I have mentioned it before (my blog) and since chrome (the web browser not a metal alloy) eventually gave up on this cryptographic hash to verify sites** i decided to have one last go.
I read online that
openssl ecparam -genkey -name secp384r1 > ec.key openssl ec -in ec.key -pubout | openssl ec -pubin -outform der | openssl dgst -sha256 -binary | base64
Got a backup key or something
That looks like this – note not run on a real certificate
read EC key
writing EC key
read EC key
writing EC key
# cat server.key
—–BEGIN EC PARAMETERS—–
—–END EC PARAMETERS—–
—–BEGIN EC PRIVATE KEY—–
4Ej/s4iCfUWgBwYFK4EEACKhZBananas – in – the – Falklands -M4szuJE0DDh/pLBmob
—–END EC PRIVATE KEY—–
So it appears to add sections EC PARAMETERS & EC PRIVATE KEY to a file
The magic of openssl is beyond most so i went looking for a hpkp generator which appeared to work although despite not doing ec private keys also got me a backup pin hash.
I still had no idea how i could generate a backup cert from those keys – still think money would need to change hands with the ssl mafia.
Since i had a commented un-working hpkp block with /” syntax a rather nasty line of config speak compared with most already i copied it and used the hashes from that generator and tested it twice both sites agreed hpkp was there and valid.
But i was unable to reproduce how the backup key was made.

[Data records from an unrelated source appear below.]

PR #607, opened 2026-09-10
fix(cr): [HIMMEL-2901] adjudication round, severity amend through inheritance, case-preserving fingerprints

yotamleo:
Three CR-ledger residuals the codex panel raised in rounds 4–5 of #604 (HIMMEL-2896) and the console deferred here by explicit disposition. One branch, one commit per item, plus one CR-round fix.

## 1. `disposition_round` is the adjudication round (`c0bbc4e2`)

A verdict amendment derived `disposition_round` from the finding's own observation round, so a finding first seen in r4 and adjudicated in r5 rendered as "r4 disproved" — the ledger named the round that produced the claim, not the round that settled it.

- `ledger-append.sh` records `disposition_round` on an amend that sets a **verdict**, from `--disposition-round` or, when the flag is omitted, from the ambient `CR_REVIEW_ROUND` of the pass writing it. A bookkeeping amend is not an adjudication and records no round; an unusable ambient value is ignored rather than refused, because ambient input is not a flag.
- `finding-reraise.js` prefers the amend's round and falls back to the producer round, so pre-2901 rows keep rendering exactly as before.
- **First seen is derived, not persisted**: the earliest observation round across rows sharing branch+fingerprint, so an inherited re-raise never reports itself as the first sighting. The line names both rounds only when they differ — `RE-RAISE (first seen r4 · dispositioned r5 disproved)`.

**RED** — 5 new assertions failed on the pre-change tree (`disposition_round` got `4`, want `5`; the two-round render absent). Writer-level control: replaying both amends through the `HEAD` copy of `ledger-append.sh` recorded `undefined,undefined` where the suite wants `5,7`.
**GREEN** — `PASS test-finding-reraise`, `ALL PASS test-ledger-append`.

The existing r5/r9 assertions keep their producer-round expectations — those fixtures amend with no adjudication round, which is exactly the documented fallback — and now carry a comment naming this ticket.

## 2. A severity amend to the original row reaches its inherited re-raise (`3f999adc`)

Once a verbatim re-raise inherited a disposition it became the latest event for that fingerprint, and the metadata-only amend path stopped matching the row that was actually adjudicated (`current._sourceKey === targetKey` is false after inheritance). An Important later corrected to Suggestion kept its Important ceiling, and a genuine later Important occurrence was wrongly suppressed.

Inherited events now carry `_originKey` — the source key of the row whose disposition they inherited, collapsed through `previous._originKey` so a chain of re-raises still points at the ONE adjudicated row. A metadata-only amend applies when the amended row is the current event **or** is that origin; every other row of the same fingerprint stays a bystander. Only the disposition ceiling is corrected through the origin path; the inherited row's own observed severity remains its own. The newer-adjudication invariant holds — the origin path fires only when the current event inherited from the amended row.

Inheritance detection now runs independently of whether the row already carries a `disposition_severity`; it previously lived inside the `if (!event.disposition_severity)` branch, which a persisted inherited row — the exact row this fix is about — always skips. That branch's severity outcome is unchanged.

**RED** — the ceiling-correction assertion and its `RE-RAISE` control failed pre-change (the r5 Important stayed suppressed). The bystander negative control passed before and after, so it pins behaviour rather than the fix.
**GREEN** — `PASS test-finding-reraise`.

## 3. Fingerprints keep case inside code fragments, `fp1` → `fp2` (`9700b2b6`)

The claim fold lowercased everything, so `` `Foo` `` and `` `foo` `` at the same anchor were one fingerprint and each inherited the other's disposition.

A token keeps its case when it is identifier-shaped (camelCase, snake_case, dotted), and everything inside a backtick span keeps its case verbatim. Prose case still folds — `Check`/`check`, `CACHE cleanup`/`Cache cleanup` remain one claim. An ALL-CAPS word outside backticks is indistinguishable from prose emphasis, so it folds too; backticks are how a constant keeps its case. The rules are mirrored into `ledger-append.sh`'s standalone fingerprint copy, and a new parity case seeds through the writer and re-raises through the panel helper so a future divergence fails loudly.

**Format bump `fp1` → `fp2`**: the fold changed, so a pre-2901 row must never false-match a claim hashed under the new rules. The ledger is append-only and old rows are **not** rewritten — they keep their `fp1` identity and stop inheriting across the version boundary. Accepted cost: a finding adjudicated before this change and re-raised after it comes back active and needs one re-adjudication.

**RED** — 8 assertions failed pre-change: the backtick and camelCase/snake_case claims inherited dispositions they should not have, and the `fp2` shape assertions read `fp1`.
**GREEN** — `PASS test-finding-reraise`.

## 4. CR round 1 fix — trailing prose punctuation hid a dotted identifier (`327d8caf`)

codex-1 (Important), verified against the code before agreeing: `.` was inside the character class `isCodeToken` trims from a token's edges, so a sentence-ending `config.LOGLEVEL.` kept its period, failed the anchored dotted-name rule, and folded to `config.loglevel.` — the exact case-collapse fp2 exists to stop. Reproduced directly: `normalizeClaim` returned `"the handler reads config.loglevel."` for both spellings.

The edge trim now strips `.` along with the other prose punctuation. camelCase was never affected (`fooBar.` already matched the lower-then-upper rule) and a trailing comma already trimmed; the period was the one in-class character. Ordinary prose is unchanged — "check the end." has no interior dot and still folds. Mirrored into the standalone writer copy; three regression cases added.

## Review

- **Round 1** — codex (`gpt-6-astra`), 0 Critical / 1 Important / 0 Suggestions. The Important is item 4 above: agreed, verified, fixed inline.
- **Round 2** — codex, 0 Critical / 0 Important / 1 Suggestion, on the fixed head. The Suggestion is the next shape in the same heuristic class: an identifier embedded in a call expression outside backticks (`config.LOGLEVEL(value)`) still fails the whole-token rules and folds. Verified as real, then **deferred by explicit disposition to HIMMEL-2906** — not by the round cap. It is Suggestion severity; this PR had already spent its one inline CR fix on the round-1 Important in the same module; and a same-module heuristic refined round after round is the rising-rounds signal. The backtick escape hatch already covers the case verbatim today. HIMMEL-2906 carries the component-classification fix, its regression cases and its `fp3` bump.
- `known-findings.sh --diff` flagged one checklist item: `finding-fingerprint.js` changed with no paired `test-finding-fingerprint.sh`. Deliberate and pre-rebutted — the fingerprint helper has never had a paired suite; it is tested end-to-end through `scripts/cr/test-finding-reraise.sh`, which is where every fold rule in this PR is asserted (backtick case, camelCase, snake_case, dotted, sentence-ending dotted, prose-case folding, and writer/panel parity).

## Evidence

- `bash scripts/quiet-run.sh … -- bash scripts/cr/test-finding-reraise.sh` → `PASS test-finding-reraise`
- `… -- bash scripts/cr/test-ledger-append.sh` → `ALL PASS`
- Impacted suites — every suite referencing a touched file (`git grep -l` over `scripts/**/test-*.sh`, `tests/`), all `OK` after each item and after the CR fix: `test-finding-reraise`, `test-ledger-append`, `test-clear-cr-marker`, `test-codex-adv-harvest`, `test-cr-scores`, `test-critic-panel-instrumentation`, `test-critic-panel-triviality`, `test-critic-panel`, `test-handover-bridge`, `test-pr-check-context`, `test-pr-check-rounds`, `test-pr-check-run`, `test-write-verdicts`, `test-cr-high-risk-diff`
- `shellcheck` clean on `ledger-append.sh`, `test-finding-reraise.sh`, `test-ledger-append.sh`; `node --check` clean on `finding-reraise.js`, `finding-fingerprint.js`

Attestation trailers are in the first commit. No ledger rows are rewritten or deleted.

https://claude.ai/code/session_01UJbT4AAwrwPfDJACtFDVJb

### DIFF
--- a/scripts/cr/finding-fingerprint.js
+++ b/scripts/cr/finding-fingerprint.js
@@ -15,7 +15,10 @@ function foldWhitespace(value) {
 // An ALL-CAPS word outside backticks is indistinguishable from prose emphasis
 // ("CACHE cleanup"), so it still folds; put a constant in backticks to keep it.
 function isCodeToken(token) {
-  const core = token.replace(/^[^A-Za-z0-9_$.]+/, '').replace(/[^A-Za-z0-9_$.]+$/, '');
+  // Trim surrounding prose punctuation, the dot included: a sentence-ending
+  // `config.LOGLEVEL.` is still a dotted identifier, and leaving the period on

It felt easier than before with less effort but i still felt i have no feel for hpkp
I did not add it to the other zoo domains for reasons of being an unknown quantity i would guess if you asked your tls provider does it generate backup keys – your be told to buy the most expensive ssl they have and be done with you.. It appears that encryption files get some extra section but how it works beyond that is beyond me and the ssl supplier
I prefer tlsa hashes (my blog) rather than magicall stuff that very few seem to get.
If your more illuminated than you where well done, but it still makes it useless.
I also had replace tls and i decided to break hpkp
I discovered that i had no access from firefox or chrome
In firefox to disable hpkp find SiteSecurityServiceState.txt in the profile directory and
search for the domain name and delete them. Restart and you will gain an uncle Bob.
Chrome is also intentionally screwed up but since i do not use chrome its not an issue, Reseting chrome clears the issue – however if i can find and edit / delete to defaults my hpkp settings i am sure malware / ransomware bot could as well. I conclude that hpkp is useless
Tomorrow cute kitten pictures*
*i joke ** still requires tls certs from a ‘trusted’ ssl source of which most require money.